---- GIVEN RECORDS
PR #2047, opened 2021-02-08
Remove email config

dsjen:
- [ ]  Remove settings on containers


dsjen:
Turns out mail gets send w/ batch updates to collections

PR #2049, opened 2021-02-10
update email template submod

jtotoole:
See https://github.com/mediacloud/systems/issues/218, https://github.com/mediacloud/email-templates/pull/2


dsjen (approved):
LGTM! Thanks!

PR #2068, opened 2021-03-29
fix country iso3166 info in static country collection list

rahulbot:
The static list of country collections didn't have the right iso3166 info (alpha2, numeric, etc). This was breaking a notebook script I was running to make a list of how many stories we have from each counties last year ([dataviz!](https://observablehq.com/d/54808ebde52058e1?ui=classic)). I changed this script to generate that static json with the correct metadata.

I verified that the Source Mgr "view geographic collections" page still loads (`'/api/collection/set/geo-by-country). I can't find anywhere else this file is used.


dsjen:
Thank you! Something has gone awry with my system (not related of this PR), and I'll review this after I get this resolved...

dsjen:
I tested this out and everything functions. This change also creates separate categories for the following countries:
* Papua New Guinea
* South Sudan
* Taiwan, Province of China

Is that intentional? What was the reasoning for not separating them before?

dsjen (approved):

dsjen:
Just noticed this is still here. I think it's good to go. Feel free to merge!

PR #2071, opened 2021-04-10
Change package scripts for cross system environment variables

amifunny:
Declaring environment variable like this `MC_APP_NAME=explorer` caused `MC_APP_NAME` not found error in windows. To solve this, scripts are prefixed with `cross-env` which is [package](https://www.npmjs.com/package/cross-env) just for this. It works for any operating system so it won't affect Linux development environment and just extend the same code to be run by windows without manually changing it after cloning.

In `package.json`, dependencies are also edited to add `cross-env`. Also edited `.eslint` to ignore line breaking which was causing the error `Expected linebreaks to be 'LF' but found 'CRLF'  linebreak-style` for windows system.


package.json
```diff
@@ -27,6 +27,7 @@
     "codemirror": "^5.54.0",
     "core-js": "^3.6.5",
     "country-iso-3-to-2": "^1.1.0",
+    "cross-env": "^7.0.3",
```
dsjen, line 30: Please move this to the `devDependencies` section

dsjen (changes requested):
Thank you so much for the fix! I tested this out and it works. Please move the package to the `devDependencies` section.

package.json
amifunny: Yes, of course it should should be in dev. I have made the change and moved it to `devDependencies`.

dsjen (approved):
This is great--thank you!

amifunny:
@dsjen thank you for reviewing the PR

PR #2919, opened 2020-12-10
update Functions template files

### LINKED ISSUE #2913: Should functions contain a .eslintignore file?

**firebase-tools:** 8.17.0

**Platform:** macOS Big Sur 11.0.1

### [REQUIRED] Test case

See repository at https://github.com/hithomasmorelli/vscode-eslint-parseroptions-project-repro

Follow the steps in the README.md file within the repository linked above

As `npm run lint` is set to only run eslint on `"src/**/*"`, I think it would be expected for (or, at least, I expected) the VS Code ESLint extension to lint those same files.

However, the VS Code ESLint extension seems to work by calling `eslint .` on the specified working directory. This leads to the following problem to display within VS Code when opening `functions/.eslintrc.js` (as, if I understand correctly, only the `src` directory - which does not include `.eslintrc.js` - is `include`d within `tsconfig.json`):

101280324-6e608580-37c0-11eb-8223-3c229d51ee40

I raised issue microsoft/vscode-eslint#1135 in relation to this, but it was closed as the extension working as expected - as the same result was obtained by running `eslint .` from the terminal.

I then [enquired](https://github.com/microsoft/vscode-eslint/issues/1135#issuecomment-740721766) as to whether or not there was a way to tell the VS Code ESLint extension to only match a specified pattern (`"src/**/*"`) within the `functions` working directory - to which the answer was ["`.eslintignore`"](https://github.com/microsoft/vscode-eslint/issues/1135#issuecomment-741650798).

So, here is the dilemma. Should the default `functions` setup include an `.eslintignore` file, in order to prevent VS Code (and any other editors/extensions that may use ESLint in this way) from flagging files that we don't actually intend to be linted? And, if an `.eslintignore` file *is* added, and set up so that it excluded everything except for `"src/**/*"`, should the command that is run for `npm run lint` be changed to just `eslint .`?

Interested to hear people's thoughts on this.

bkendall:
### Description

1. Updates both JS and TS eslint setups to be the same (same template name) and _greatly_ simplify their configurations.
2. Adds a `tsconfig.dev.json` to the TS+eslint path to appropriately lint `.eslintrc.js`.

Fixes #2913

As an aside: I wouldn't be opposed to simplifying this further and not offering the no-lint path. Also, we don't have any script for `npm test`, so there's nothing _blocking_ about always including lint (except your IDE might start flagging issues sooner). Food for thought...

### Scenarios Tested

- JS with and without lint
- TS with and without lint

### Sample Commands

`firebase init functions`


samtstern:
@bkendall FWIW I always choose the no-lint path.  I find JS linters to be mostly annoying, but I am maybe in the minority.

samtstern (approved):

templates/init/functions/typescript/package.lint.json
```diff
@@ -1,7 +1,7 @@
 {
   "name": "functions",
   "scripts": {
-    "lint": "eslint \"src/**/*\"",
+    "lint": "eslint --ext .js,.ts .",
```
joehan, line 4: Will this cause eslint to lint compiled js files? I think we don't want that.

joehan (commented):
One issue, but otherwise this LGTM

templates/init/functions/typescript/package.lint.json
hithomasmorelli: @joehan I don't think it would, as JS files (apart from `.eslintrc.js`) are listed in the [`.gitignore`](https://github.com/firebase/firebase-tools/tree/bk-2913/templates/init/functions/typescript/_gitignore)

bkendall: (I've been working on coming back to this but @hithomasmorelli is correct)

joehan (approved):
--------
PROBLEM DESCRIPTION:
Copy out all lines of the material above in which "opened" occurs.

EXERCISE RESPONSE:
PR #2047, opened 2021-02-08
PR #2049, opened 2021-02-10
PR #2068, opened 2021-03-29
PR #2071, opened 2021-04-10
PR #2919, opened 2020-12-10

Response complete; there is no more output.